How can it be seen that if we take the category of (oriented) $n$-dimensional compact smooth manifolds with boundary and identify them up to co-bordism that this is in fact a set? I am reading that one can define a group structure on these equivalence classes, by using disjoint union (and picking suitable orientations/embeddings for the cobordism in the oriented case), but I'm still unsure how to see this is a set.

It is mentioned here by Tom Weston, and also in Stong's "Notes on Cobordism theory" that it follows from the Whitney Embedding Theorem, (possibly also using the idea of doubling) that since one can embed an $n-$dimensional manifold with boundary into $\Bbb{R}^{2n}$, you can consider in that case representatives of the category of smooth manifolds of all dimension as sub manifolds of $\Bbb{R}^\infty$. Then they say that this is a small category and that should mean that the representatives form a set.

I don't quite see how you can tell it's a small category, and actually I'm not sure what they mean by sub-manifold in that case either. I know there are ways to put topologies on $\Bbb{R}^\infty$, but I'm not sure in what way this is a manifold or in what sense the word sub-manifold is meant.

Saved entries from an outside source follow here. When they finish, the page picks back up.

PR #1413, opened 2021-11-07
Issue 1412 cannot parse json in cae of no indecies

chizhavko:
We use lotty not as vector graphics, but as a sequence of JPG images. And in this JSON we do not have their indices. Each picture is a separate object, it is also the initial frame, and this same frame is its own index. Due to the non-index option, we have no way to parse JSON.

In my fix we have to parse ind value, but if there no value we can use as default value start frame which can replace index because for img sequences each image == startFrame == index

### DIFF
--- a/lottie-swift/src/Private/LayerContainers/Utility/CompositionLayersInitializer.swift
+++ b/lottie-swift/src/Private/LayerContainers/Utility/CompositionLayersInitializer.swift
@@ -22,7 +22,7 @@ extension Array where Element == LayerModel {
     var childLayers = [LayerModel]()
     
     for layer in self {
-      let layerIndex = layer.index ?? Int(layer.inFrame)
+      let layerIndex = layer.index ?? Int(layer.inFrame) // In case of using image sequencies not vector data json
       if layer.hidden == true {
         let genericLayer = NullCompositionLayer(layer: layer)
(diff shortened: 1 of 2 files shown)


lottie-swift/src/Private/LayerContainers/Utility/CompositionLayersInitializer.swift
```diff
@@ -22,18 +22,19 @@ extension Array where Element == LayerModel {
...
       } else if let shapeLayer = layer as? ShapeLayerModel {
         let shapeContainer = ShapeCompositionLayer(shapeLayer: shapeLayer)
         compositionLayers.append(shapeContainer)
-        layerMap[layer.index] = shapeContainer
+        layerMap[layerIndex] = shapeContainer
       } else if let solidLayer = layer as? SolidLayerModel {
         let solidContainer = SolidCompositionLayer(solid: solidLayer)
         compositionLayers.append(solidContainer)
-        layerMap[layer.index] = solidContainer
+        layerMap[layerIndex] = solidContainer
```
jorgisimo90, line 37: All

jorgisimo90 (approved):

calda:
Should be fixed in #1433, let me know if that didn't fix your issue

PR #1419, opened 2021-11-23
Made animationName public so it can be changed from anywhere

AngCosmin:
Hello 👋,

I think it will be great if the property `animationName` will be `public` so it can be changed from anywhere.


tiam1karimi (approved):

Sources/Public/Animation/AnimationView.swift
```diff
@@ -685,7 +685,7 @@ final public class AnimationView: LottieView {
   var animationLayer: RootAnimationLayer? = nil
 
   /// Set animation name from Interface Builder
-  @IBInspectable var animationName: String? {
```
calda, line 688: One issue with this API is that `animationName` and `animation` can become out of sync. That is:

```swift
animationView.animationName = "Animation A"
animationView.animation = .named("AnimationB")
print(animationView.animationName) // incorrectly prints "Animation A"
```

Since you can get the equivalent behavior by just setting `animation = Animation.named(...)`, I think we should leave this internal.

Issue #98, opened 2020-05-07
calibrate.py sometimes does nothing when hitting space bar


Luxonis-Brandon:
On the BW1097 sometimes calibrate.py does nothing at all when hitting space bar.  No green display of it working, no error display, etc.  It just sits there for a while.

We should correct this.  If the system is stuck processing, we should display this so that the user knows what's going on.

Luxonis-Brandon:
And to elaborate on this... it doesn't even print anything to the terminal.

Luxonis-Brandon:
So @szabi-luxonis I think I figured this one out... calibrate.py is doing 10FPS on the grayscale cameras so on USB frames are being dropped (20/s) for each camera and we're not making an effort to choose which frames are dropped, so the left/right that make it (1 out of 3) don't necessarily end up being of the same time stamp...   And calibrate.py is checking to make sure the left/right frames have a timestamp that is is within 1ms of eachother.  So when this fails, the script just sits there.

Luxonis-Brandon:
So I jsut confirmed this must the issue by just disabling the framerate limit here: 
https://github.com/luxonis/depthai/blob/0611eb701fffbcd743644e4f0d2c7b92e60b7cd9/calibrate.py#L130

PR #100, opened 2020-05-08
Update calibrate.py

Luxonis-Brandon:
Limiting the framerate results in getting frames that are sometimes not in sync.  

So I removed the 10FPS option on embedded for now until we figure out a way to not cause the frames to sometimes be out of sync.

Seems to solve #98

### DIFF
--- a/calibrate.py
+++ b/calibrate.py
@@ -126,8 +126,7 @@ class Main:
         self.args = vars(parse_args())
         self.config = {
             'streams':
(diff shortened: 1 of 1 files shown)


szabi-luxonis:
lgtm as temporary solution

Luxonis-Brandon:
Just going to merge this as calibrate.py is annoying to use w/out this workaround.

• Even just giving a representative of each smooth manifold as a subset of $\mathbb{R}^\infty$ suffices. – Kevin Carlson Jan 14 '17 at 17:09
• @KevinCarlson Is there a kind of counting argument to see that? And you're saying manifolds up to diffeomorphism already form a set, so the cobordism is just an equivalence relation on the set of classes there? Cheers for the comment. – snulty Jan 14 '17 at 19:52
• Yeah, that's right. It gives an upper bound of the power set of $\mathbb{R}^\infty$ for diffeomorphism classes, which is certainly a set. – Kevin Carlson Jan 15 '17 at 1:45
• @KevinCarlson That's pretty handy thanks! I think that pretty much answers my question, if you 'd like to make it answer? I suppose I don't really need to think about defining submanfolds, since there's very clearly distinct copies of $\Bbb{R}^{2n}\subset \Bbb{R}^\infty$ where the diffeomorphism classes lie. – snulty Jan 15 '17 at 16:13

Every manifold is diffeomorphic to a subset of $\mathbb{R}^\infty$, of which there are only a set. In fact there are only continuum many diffeomorphism classes of manifolds, though this is a bit more trouble to show. As for submanifolds of $\mathbb{R}^\infty$, the idea is what you suggest: they're submanifolds of any of the canonical finite dimensional subspaces.